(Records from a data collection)
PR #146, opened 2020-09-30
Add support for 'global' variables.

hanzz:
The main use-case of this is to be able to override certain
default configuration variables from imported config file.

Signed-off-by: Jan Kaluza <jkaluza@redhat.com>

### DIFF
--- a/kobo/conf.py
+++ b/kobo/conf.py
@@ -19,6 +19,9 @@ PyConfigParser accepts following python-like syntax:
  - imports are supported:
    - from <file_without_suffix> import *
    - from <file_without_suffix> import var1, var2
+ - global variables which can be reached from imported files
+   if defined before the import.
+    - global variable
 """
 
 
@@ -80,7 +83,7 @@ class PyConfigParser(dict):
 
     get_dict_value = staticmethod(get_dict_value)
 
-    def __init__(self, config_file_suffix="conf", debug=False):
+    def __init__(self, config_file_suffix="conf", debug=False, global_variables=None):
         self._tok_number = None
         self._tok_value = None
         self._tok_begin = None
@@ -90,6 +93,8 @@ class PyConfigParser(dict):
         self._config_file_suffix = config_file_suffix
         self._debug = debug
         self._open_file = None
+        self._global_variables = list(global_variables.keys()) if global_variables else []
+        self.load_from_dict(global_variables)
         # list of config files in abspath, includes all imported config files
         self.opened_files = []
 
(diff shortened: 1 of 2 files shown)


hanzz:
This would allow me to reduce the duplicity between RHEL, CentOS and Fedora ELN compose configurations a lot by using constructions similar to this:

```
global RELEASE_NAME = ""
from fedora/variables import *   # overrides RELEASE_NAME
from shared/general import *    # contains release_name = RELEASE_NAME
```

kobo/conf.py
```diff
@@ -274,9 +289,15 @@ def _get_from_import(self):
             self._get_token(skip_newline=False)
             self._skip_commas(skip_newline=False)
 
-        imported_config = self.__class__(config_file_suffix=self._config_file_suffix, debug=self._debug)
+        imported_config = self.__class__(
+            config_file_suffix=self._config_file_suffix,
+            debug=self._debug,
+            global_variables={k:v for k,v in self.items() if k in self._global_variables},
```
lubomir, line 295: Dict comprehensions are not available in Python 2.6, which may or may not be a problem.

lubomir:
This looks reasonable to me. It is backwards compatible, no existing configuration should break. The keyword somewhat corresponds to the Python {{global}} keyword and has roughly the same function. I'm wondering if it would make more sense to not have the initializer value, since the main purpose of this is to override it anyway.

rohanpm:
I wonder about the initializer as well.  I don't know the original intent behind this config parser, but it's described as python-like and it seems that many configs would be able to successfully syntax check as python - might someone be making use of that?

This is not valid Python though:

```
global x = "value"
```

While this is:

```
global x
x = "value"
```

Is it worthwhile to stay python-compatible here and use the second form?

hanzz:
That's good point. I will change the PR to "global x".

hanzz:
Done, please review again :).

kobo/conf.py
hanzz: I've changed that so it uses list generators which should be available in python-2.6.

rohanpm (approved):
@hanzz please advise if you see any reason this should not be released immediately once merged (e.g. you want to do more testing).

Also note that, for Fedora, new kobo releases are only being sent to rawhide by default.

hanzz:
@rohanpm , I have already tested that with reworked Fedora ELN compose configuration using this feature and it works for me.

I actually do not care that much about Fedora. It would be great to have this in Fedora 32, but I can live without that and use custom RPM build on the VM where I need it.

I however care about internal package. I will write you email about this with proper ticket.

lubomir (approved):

### Task directions
Pull out every line holding "lubomir" from the records above, and copy it.

### Output for this exercise
lubomir, line 295: Dict comprehensions are not available in Python 2.6, which may or may not be a problem.
lubomir:
lubomir (approved):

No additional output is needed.